:: DATA SHOWN ::

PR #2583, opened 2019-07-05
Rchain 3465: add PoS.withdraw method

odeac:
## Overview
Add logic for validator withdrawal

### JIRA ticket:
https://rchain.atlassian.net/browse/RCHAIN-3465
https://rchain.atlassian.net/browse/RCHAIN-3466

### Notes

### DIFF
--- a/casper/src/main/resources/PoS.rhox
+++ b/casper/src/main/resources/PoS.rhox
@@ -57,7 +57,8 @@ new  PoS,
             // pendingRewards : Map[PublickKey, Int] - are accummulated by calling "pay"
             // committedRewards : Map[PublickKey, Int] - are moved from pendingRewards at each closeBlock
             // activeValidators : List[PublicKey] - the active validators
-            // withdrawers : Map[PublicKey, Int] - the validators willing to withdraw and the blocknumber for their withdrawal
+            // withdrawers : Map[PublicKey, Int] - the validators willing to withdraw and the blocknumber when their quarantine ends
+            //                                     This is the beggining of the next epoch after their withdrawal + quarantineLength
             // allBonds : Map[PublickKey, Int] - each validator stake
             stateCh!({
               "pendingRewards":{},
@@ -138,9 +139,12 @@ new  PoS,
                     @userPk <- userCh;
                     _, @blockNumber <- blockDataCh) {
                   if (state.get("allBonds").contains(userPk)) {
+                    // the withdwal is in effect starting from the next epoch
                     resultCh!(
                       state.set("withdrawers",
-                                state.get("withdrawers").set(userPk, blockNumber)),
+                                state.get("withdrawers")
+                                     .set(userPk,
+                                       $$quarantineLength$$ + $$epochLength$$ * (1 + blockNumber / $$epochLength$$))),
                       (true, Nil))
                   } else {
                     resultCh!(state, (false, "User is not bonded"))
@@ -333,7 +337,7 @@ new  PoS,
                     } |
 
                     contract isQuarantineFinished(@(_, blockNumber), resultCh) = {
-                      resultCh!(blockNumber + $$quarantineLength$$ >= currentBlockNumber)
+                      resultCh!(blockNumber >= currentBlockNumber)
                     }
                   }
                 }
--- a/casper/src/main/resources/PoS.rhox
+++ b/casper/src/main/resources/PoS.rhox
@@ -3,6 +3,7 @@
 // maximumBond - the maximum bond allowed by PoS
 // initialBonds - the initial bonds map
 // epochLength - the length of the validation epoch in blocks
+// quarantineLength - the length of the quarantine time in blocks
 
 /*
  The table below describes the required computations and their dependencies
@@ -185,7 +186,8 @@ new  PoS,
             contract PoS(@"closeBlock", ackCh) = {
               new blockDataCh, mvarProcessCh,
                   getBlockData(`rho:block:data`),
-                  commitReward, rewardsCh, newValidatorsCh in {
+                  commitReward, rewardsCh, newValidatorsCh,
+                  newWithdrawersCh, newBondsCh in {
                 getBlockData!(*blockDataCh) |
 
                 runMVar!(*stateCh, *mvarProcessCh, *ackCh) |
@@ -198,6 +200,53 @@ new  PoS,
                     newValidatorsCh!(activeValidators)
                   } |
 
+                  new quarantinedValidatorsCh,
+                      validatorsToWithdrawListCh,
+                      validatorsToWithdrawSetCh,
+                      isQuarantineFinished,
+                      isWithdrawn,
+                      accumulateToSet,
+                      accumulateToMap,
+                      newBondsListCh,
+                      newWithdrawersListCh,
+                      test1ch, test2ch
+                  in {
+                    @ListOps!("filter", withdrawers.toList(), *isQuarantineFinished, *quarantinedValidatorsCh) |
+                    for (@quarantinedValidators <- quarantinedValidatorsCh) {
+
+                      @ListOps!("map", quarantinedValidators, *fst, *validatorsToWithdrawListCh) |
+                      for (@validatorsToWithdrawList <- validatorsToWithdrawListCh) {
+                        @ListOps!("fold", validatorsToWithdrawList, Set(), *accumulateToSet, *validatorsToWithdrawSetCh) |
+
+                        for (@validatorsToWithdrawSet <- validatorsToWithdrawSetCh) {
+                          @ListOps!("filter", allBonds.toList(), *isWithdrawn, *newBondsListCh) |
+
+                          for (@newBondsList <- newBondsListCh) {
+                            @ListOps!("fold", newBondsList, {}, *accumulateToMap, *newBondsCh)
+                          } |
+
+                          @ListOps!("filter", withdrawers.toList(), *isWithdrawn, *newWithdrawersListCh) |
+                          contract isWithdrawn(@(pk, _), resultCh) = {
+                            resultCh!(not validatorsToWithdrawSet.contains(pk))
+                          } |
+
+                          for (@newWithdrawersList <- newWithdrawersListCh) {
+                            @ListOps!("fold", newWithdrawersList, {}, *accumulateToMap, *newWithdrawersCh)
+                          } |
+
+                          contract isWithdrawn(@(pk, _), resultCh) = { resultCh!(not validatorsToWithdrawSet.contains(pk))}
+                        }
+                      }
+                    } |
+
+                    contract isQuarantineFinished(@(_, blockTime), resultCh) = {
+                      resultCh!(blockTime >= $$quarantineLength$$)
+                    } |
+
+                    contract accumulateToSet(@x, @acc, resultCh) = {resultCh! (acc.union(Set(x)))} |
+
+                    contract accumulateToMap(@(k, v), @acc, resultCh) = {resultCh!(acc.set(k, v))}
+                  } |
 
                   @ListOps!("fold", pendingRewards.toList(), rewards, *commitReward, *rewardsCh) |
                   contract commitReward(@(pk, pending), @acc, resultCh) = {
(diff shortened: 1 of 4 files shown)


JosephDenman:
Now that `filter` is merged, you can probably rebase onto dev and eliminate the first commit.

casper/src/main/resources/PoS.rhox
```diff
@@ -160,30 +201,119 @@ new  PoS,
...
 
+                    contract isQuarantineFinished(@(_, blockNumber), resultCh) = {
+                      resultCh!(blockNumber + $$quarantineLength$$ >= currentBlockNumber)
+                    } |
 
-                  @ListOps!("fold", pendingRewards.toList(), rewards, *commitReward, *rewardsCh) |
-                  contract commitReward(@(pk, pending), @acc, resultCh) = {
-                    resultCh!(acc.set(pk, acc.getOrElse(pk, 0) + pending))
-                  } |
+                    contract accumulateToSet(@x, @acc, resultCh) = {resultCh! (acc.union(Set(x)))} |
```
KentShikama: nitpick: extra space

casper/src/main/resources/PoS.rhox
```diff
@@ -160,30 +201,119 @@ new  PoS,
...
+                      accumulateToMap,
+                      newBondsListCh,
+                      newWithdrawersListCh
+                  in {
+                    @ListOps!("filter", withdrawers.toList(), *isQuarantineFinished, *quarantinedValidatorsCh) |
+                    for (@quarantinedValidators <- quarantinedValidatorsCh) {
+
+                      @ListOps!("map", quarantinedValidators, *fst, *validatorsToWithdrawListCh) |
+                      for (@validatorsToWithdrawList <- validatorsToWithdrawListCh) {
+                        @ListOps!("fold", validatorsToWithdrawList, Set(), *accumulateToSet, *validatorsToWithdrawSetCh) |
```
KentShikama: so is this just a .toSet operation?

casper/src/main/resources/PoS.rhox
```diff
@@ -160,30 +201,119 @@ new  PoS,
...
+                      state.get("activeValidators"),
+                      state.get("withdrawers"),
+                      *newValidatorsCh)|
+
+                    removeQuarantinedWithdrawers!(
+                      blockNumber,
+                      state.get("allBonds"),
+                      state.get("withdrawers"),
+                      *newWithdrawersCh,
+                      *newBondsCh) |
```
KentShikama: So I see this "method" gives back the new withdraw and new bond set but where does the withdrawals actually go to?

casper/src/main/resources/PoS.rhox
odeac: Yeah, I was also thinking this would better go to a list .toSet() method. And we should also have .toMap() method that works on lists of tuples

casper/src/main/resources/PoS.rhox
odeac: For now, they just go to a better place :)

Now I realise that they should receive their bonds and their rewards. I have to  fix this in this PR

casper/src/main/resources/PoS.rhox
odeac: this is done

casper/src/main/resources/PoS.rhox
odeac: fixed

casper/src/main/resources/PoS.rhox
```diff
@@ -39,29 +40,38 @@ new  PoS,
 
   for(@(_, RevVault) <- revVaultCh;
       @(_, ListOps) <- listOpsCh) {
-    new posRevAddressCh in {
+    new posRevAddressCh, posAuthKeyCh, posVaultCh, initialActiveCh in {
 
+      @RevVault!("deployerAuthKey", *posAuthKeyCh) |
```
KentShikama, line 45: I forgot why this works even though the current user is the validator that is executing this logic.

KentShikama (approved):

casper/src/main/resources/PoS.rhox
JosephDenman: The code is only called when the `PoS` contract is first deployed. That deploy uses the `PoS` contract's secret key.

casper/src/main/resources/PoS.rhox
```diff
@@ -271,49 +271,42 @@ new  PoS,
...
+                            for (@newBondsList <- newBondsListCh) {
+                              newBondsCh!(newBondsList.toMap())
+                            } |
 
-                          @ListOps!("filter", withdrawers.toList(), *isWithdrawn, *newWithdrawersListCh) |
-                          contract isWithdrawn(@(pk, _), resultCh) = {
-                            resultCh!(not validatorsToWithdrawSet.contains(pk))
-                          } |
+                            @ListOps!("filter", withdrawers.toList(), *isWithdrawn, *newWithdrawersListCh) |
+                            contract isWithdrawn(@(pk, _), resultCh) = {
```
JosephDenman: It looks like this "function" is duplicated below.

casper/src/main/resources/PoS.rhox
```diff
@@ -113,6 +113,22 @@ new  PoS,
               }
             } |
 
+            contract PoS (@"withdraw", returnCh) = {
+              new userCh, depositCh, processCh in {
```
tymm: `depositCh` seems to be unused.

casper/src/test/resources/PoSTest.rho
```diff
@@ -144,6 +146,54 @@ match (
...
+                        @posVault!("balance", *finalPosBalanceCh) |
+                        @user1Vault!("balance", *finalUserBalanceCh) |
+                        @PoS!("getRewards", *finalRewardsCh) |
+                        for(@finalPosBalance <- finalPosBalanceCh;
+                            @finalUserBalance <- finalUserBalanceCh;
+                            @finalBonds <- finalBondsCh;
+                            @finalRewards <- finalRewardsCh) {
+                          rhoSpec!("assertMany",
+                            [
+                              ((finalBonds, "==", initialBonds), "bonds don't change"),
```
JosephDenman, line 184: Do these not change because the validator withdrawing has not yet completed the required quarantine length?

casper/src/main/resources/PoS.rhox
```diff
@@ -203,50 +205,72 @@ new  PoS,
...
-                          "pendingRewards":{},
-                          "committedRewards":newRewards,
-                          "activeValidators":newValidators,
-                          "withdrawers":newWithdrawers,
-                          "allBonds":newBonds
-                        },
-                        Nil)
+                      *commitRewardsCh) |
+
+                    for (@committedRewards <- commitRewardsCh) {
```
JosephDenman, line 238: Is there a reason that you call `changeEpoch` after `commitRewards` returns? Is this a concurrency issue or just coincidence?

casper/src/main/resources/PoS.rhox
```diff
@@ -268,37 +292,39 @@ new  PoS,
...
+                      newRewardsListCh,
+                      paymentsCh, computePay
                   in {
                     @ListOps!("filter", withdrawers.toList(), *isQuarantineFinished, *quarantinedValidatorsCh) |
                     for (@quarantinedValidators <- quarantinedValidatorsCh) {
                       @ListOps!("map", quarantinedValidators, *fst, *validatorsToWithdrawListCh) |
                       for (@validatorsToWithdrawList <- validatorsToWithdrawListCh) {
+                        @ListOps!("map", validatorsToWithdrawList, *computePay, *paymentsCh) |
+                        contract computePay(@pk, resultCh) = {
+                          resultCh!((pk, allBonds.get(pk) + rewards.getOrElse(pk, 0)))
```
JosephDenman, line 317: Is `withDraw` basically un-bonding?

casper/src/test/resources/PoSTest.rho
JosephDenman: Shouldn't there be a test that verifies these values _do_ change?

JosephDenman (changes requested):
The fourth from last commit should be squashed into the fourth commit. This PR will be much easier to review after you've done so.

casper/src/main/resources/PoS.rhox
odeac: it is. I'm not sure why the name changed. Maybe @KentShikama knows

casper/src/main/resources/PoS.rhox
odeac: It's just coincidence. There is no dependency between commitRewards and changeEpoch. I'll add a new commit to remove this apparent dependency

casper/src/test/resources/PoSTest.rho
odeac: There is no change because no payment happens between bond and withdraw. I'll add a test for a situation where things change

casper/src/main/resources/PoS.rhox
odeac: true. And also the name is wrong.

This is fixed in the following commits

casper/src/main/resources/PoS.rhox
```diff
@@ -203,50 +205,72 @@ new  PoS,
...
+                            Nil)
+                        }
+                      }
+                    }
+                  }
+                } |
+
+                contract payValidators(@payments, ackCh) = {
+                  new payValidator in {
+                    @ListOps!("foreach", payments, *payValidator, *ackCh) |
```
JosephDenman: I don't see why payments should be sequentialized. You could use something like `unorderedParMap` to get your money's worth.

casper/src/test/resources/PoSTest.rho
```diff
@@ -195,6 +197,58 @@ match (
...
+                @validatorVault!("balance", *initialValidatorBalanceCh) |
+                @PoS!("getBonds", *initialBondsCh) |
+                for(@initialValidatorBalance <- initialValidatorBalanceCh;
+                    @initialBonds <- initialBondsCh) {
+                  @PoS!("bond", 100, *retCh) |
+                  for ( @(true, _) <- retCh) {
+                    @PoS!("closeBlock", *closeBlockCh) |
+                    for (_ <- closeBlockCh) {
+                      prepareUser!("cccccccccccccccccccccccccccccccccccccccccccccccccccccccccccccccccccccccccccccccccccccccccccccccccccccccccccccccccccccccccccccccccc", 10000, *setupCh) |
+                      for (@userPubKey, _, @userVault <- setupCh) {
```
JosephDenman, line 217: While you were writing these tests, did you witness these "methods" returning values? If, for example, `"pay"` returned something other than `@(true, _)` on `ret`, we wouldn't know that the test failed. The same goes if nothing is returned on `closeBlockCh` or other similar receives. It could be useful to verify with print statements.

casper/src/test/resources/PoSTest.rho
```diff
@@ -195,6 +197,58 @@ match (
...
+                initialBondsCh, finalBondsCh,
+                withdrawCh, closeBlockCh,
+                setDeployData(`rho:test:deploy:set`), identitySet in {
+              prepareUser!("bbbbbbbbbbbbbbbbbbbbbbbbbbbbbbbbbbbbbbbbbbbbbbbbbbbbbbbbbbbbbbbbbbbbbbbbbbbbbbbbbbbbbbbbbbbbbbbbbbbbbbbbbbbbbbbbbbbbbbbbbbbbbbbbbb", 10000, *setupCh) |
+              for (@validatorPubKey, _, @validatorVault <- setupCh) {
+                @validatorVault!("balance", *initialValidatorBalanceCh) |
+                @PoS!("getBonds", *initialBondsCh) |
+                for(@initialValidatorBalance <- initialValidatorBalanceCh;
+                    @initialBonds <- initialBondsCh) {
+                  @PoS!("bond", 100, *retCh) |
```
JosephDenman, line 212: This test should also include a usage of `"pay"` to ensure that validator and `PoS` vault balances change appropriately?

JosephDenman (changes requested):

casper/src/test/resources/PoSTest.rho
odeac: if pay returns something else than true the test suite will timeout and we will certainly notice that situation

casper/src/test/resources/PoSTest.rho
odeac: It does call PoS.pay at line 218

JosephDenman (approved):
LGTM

:::
:: DATA SHOWN ::

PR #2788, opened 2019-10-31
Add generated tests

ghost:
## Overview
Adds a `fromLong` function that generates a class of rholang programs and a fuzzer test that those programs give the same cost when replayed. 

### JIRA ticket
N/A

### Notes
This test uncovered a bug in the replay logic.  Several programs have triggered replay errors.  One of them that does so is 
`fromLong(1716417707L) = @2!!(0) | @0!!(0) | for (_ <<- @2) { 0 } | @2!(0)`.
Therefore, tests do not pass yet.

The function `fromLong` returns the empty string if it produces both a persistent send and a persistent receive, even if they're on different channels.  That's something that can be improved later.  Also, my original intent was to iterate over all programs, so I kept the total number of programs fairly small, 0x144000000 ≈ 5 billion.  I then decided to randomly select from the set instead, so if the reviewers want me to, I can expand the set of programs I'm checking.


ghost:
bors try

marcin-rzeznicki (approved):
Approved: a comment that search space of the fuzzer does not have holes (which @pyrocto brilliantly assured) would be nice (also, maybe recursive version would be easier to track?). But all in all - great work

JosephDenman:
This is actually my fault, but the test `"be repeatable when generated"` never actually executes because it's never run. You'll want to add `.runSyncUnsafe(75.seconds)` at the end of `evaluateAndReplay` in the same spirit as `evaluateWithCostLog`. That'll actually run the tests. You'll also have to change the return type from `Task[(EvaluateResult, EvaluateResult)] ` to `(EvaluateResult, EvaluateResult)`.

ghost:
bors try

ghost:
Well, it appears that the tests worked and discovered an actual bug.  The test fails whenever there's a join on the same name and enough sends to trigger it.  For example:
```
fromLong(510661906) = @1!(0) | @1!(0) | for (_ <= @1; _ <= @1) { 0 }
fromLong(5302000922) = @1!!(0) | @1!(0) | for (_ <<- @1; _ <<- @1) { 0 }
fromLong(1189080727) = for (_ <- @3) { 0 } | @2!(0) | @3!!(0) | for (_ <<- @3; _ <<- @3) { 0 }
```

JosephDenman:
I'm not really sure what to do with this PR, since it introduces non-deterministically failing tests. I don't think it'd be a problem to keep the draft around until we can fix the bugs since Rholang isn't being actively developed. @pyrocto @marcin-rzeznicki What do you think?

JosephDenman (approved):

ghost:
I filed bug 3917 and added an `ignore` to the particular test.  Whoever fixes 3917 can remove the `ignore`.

:::

Within the material above, output exactly the lines from the one with "PR #2583, opened 2019-07-05" through the one with "for their withdrawal", end lines included, and nothing besides.

**OUTPUT FOR THIS EXERCISE:**
PR #2583, opened 2019-07-05
Rchain 3465: add PoS.withdraw method

odeac:
## Overview
Add logic for validator withdrawal

### JIRA ticket:
https://rchain.atlassian.net/browse/RCHAIN-3465
https://rchain.atlassian.net/browse/RCHAIN-3466

### Notes

### DIFF
--- a/casper/src/main/resources/PoS.rhox
+++ b/casper/src/main/resources/PoS.rhox
@@ -57,7 +57,8 @@ new  PoS,
             // pendingRewards : Map[PublickKey, Int] - are accummulated by calling "pay"
             // committedRewards : Map[PublickKey, Int] - are moved from pendingRewards at each closeBlock
             // activeValidators : List[PublicKey] - the active validators
-            // withdrawers : Map[PublicKey, Int] - the validators willing to withdraw and the blocknumber for their withdrawal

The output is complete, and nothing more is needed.